Friday, April 13, 2012

Dear Diary #1: Constructive Criticism

An entry from my diary circa 1997 expresses the well known trauma of receiving criticism on a piece of writing we believe has been misunderstood. We were told to write descriptive paragraphs for our Grade 7 Language class and my teacher had some suggestions that did not go over well:

Saturday, January 11th, 1997

Diary,

Something terrible happened to me when I went to school the other day. You see, I had to write a descriptive paragraph about anything for a school assignment. I wrote about rain. I love rain. I wrote a verse where it goes like this --

the rain peletted
down to the bold
concrete and it washed
over me, it enchanted me.

I admit it certainly isn't my best, but my teacher put question marks where I wrote "bold concrete" and "enchanted me," and she corrected my spelling for pelleted. She changed it to pelted. I understand she did it for my own good, but concrete is bold! People walk, tramp, and jump on it, ride, run and skid across it, and it still remains. So wouldn't the concrete be brave, bold, then? I know it is.

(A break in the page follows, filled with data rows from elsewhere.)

Issue #1059, opened 2019-05-21
Use phpstan-symfony


DavidOstrozlik:
Use https://github.com/phpstan/phpstan-symfony to check symfony-related problems.

There is hopefully no trouble right now, but it is a step towards safer code.

PetrHeinz:
I've tried doing that, but there are problems with dependencies. Our forks of Symplify repositories and some other dependencies use `nette/utils` in `2.5` and `phpstan-symfony` requires it in `3.0`.

The best approach would probably be fixing the CS in https://github.com/Symplify/Symplify/pull/1589 so it can be (hopefully) merged, abandoning our forks, and upgrading all packages that require the older `nette/utils`...

@vitek-rostislav can you fix the PR? Running `ecs` with `--fix` and commiting the result should suffice.

vitek-rostislav:
Hi @PetrHeinz, I am sorry for the late response. I have fixed the PR (I actually realized that a part of it is completely unnecessary so I created a new PR in our repository as well :slightly_smiling_face:) https://github.com/shopsys/shopsys/pull/1370

ondrejmirtes:
PHPStan 0.12 doesn't declare any dependencies so I recommend upgrading to get rid of the conflict and start using phpstan-symfony,

sslt:
Open it stalebot!

PR #1370, opened 2019-09-04
[shopsys] releaser simplification

vitek-rostislav:
| Q             | A
| ------------- | ---
|Description, reason for the PR| We want to allow releasing of a lower tag than the newest one as we we are supporting multiple versions. This is now allowed by the usage of our own fork of MonorepoBuilder (see https://github.com/Symplify/MonorepoBuilder/pull/4), however, I found out that it is completely unnecessary. The desired result can be achieved by configuration :man_facepalming: Thanks to that, I could also simplify my PR https://github.com/Symplify/Symplify/pull/1589
|New feature| No 
|Fixes issues| ... 

After this is merged, [the fork](https://github.com/shopsys/MonorepoBuilder) should be removed from github and from packagist (despite the fact it is a bad practice, I believe we can do that and cause no harm to anybody)

### DIFF
--- a/composer.json
+++ b/composer.json
@@ -150,8 +150,8 @@
     "nette/utils": "^2.5",
     "phpstan/phpstan": "^0.11",
     "symplify/easy-coding-standard-tester": "^5.2.17",
+    "symplify/monorepo-builder": "^5.2.17",
     "shopsys/changelog-linker": "^5.5.0",
-    "shopsys/monorepo-builder": "^5.5.0",
     "phpstan/phpstan-doctrine": "^0.11.2",
     "phpstan/phpstan-phpunit": "^0.11.2"
   },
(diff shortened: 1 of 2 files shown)


PetrHeinz:
Good catch! Imo we should just mark the fork as abandoned, otherwise earlier vesions get uninstallable...

Why did you choose 5.2.17 instead of 5.5.0?

vitek-rostislav:
Thanks :slightly_smiling_face: Well, I returned the original version restriction that we used before we started using the fork. Actually, there is no `5.5.0` version of the Symplify package - we released our own tag - I was surprised by that as well :grin: 

It seems like https://github.com/Symplify/Symplify/pull/1589 will be merged soon :tada: I believe after the new version of Symplify pakcages is released, it will be a good time update our dependencies. Not only because of https://github.com/shopsys/shopsys/issues/1059, I believe we had some more reasons for that, I thought we already had some issue or user-story for that, however, I am not able to find it now.

Btw should not you be on a vacation? :laughing:

PetrHeinz:
@vitek-rostislav Rest assured I'm vacating properly on sunny Croatian beaches 😎 That doesn't prevent me from peeking on GitHub from my mobile under a fig tree 😉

I was really angry when she put a question mark next to enchanted me. Has she ever felt the rain? Has she ever really felt it? Has she heard it whisper secrets to her, laugh and sing to her? No. No, she hasn't. Everyone tries to escape the rain. They run from it. They hurry and shut their doors on it. But don't they know the rain is there to cheer them up? To sing and to laugh with them? To share secrets and tell stories to them? Do they know? NO! That is why the rain enchants me. That is why.

Why did she change peletted to pelted? I like peletted. Peletted is like -- rushing, hurrying, zooming, rapidly! Pelted is like sharp, hard, unforgiving. Doesn't she understand? I guess not.


Diagnosis: an acute case of hypersensitivity and resistance to criticism. But also a very firm sense of creative vision and JUSTICE.